Hrant Ghairbyan, CEO and Founder of BlueQubit, told TechCrunch that the company uses large-scale classical computer resources – in particular, an array of GPUs – to develop and test quantum algorithms before sending them to real quantum processors.

“This approach enables us to efficiently scale and pioneer novel algorithms for quantum machine learning and quantum optimization,” he said.

Its software stack uses quantum emulators that are “up to 100 times faster than commonly available alternatives, combined with a set of algorithms developed by our team,” he added.

MIT graduate Gharibyan co-wrote the groundbreaking ‘wormhole teleportation’ algorithm, which the Google Quantum AI team later implemented in their superconducting processor.

BlueQubit’s CTO, Hayk Tepanyan, attended Stanford University, and later worked on Google’s infrastructure team. Gharibyan and Tepanyan met at Stanford.

“We decided to start a company sitting on surfboards in Santa Monica, CA, in the spring of 2022,” Gharibyan said. “We just heard a new announcement from the IBM Quantum team about progress in superconducting qubits, and it was clear that the quantum landscape is evolving at an incredible pace.”

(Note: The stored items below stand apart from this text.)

PR #959, opened 2019-09-25
FIX: JSTree error if callback isn't passed (fixes #958)

### LINKED ISSUE #958: JavaScript error / SiteTree disappearing
PR: https://github.com/silverstripe/silverstripe-admin/pull/959

This happens when viewing a “lumberjacked” page - not sure if that module is the only trigger for this bug...

https://github.com/silverstripe/silverstripe-admin/blob/a3eaf95bb2e37641d5a2f476807cc9696d55fac4/client/src/legacy/LeftAndMain.Tree.js#L301

> `Uncaught TypeError: r is not a function`

The error seems to be caused by sometimes not passing a third argument when calling this function... looks like a regression from https://github.com/silverstripe/silverstripe-admin/commit/1c548cb599563997687cd1062ff2a0985c43197e

I guess it just needs to be wrapped in an `if` statement

--- 

Edit:

Actually the error doesn’t seem to cause the tree break, it’s just collapsed at the very top level (the site name)

kinglozzer:


client/src/legacy/LeftAndMain.Tree.js
```diff
@@ -298,7 +298,9 @@ $.entwine('ss.tree', function($){
           }
           // Substitute html from request for that generated by jstree
           node.addClass(origClasses).html(newNode.html());
-          callback(node);
+          if (callback) {
+            callback(node);
+          }
```
kinglozzer: Not strictly necessary now I’ve re-added a callback, but may as well be defensive

client/src/legacy/LeftAndMain.Tree.js
```diff
@@ -391,7 +393,7 @@ $.entwine('ss.tree', function($){
 
       if(blocking && this.getIsUpdatingTree()) return;
 
-      var self = this, i, includesNewNode = false;
```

“We were looking for a team to invest in that is looking to help finance companies get off the ground when quantum hits,” said Tom Brown, a partner at Nyca, in a statement. “Hrant and Hayk have the background, skills, and motivation to implement something that until recently has been a theory.”

Also participating in this round were Restive, Chaac Ventures, NKM Capital, Presto Tech Horizons, BigStory, Untapped Ventures, Formula VC and Granatus.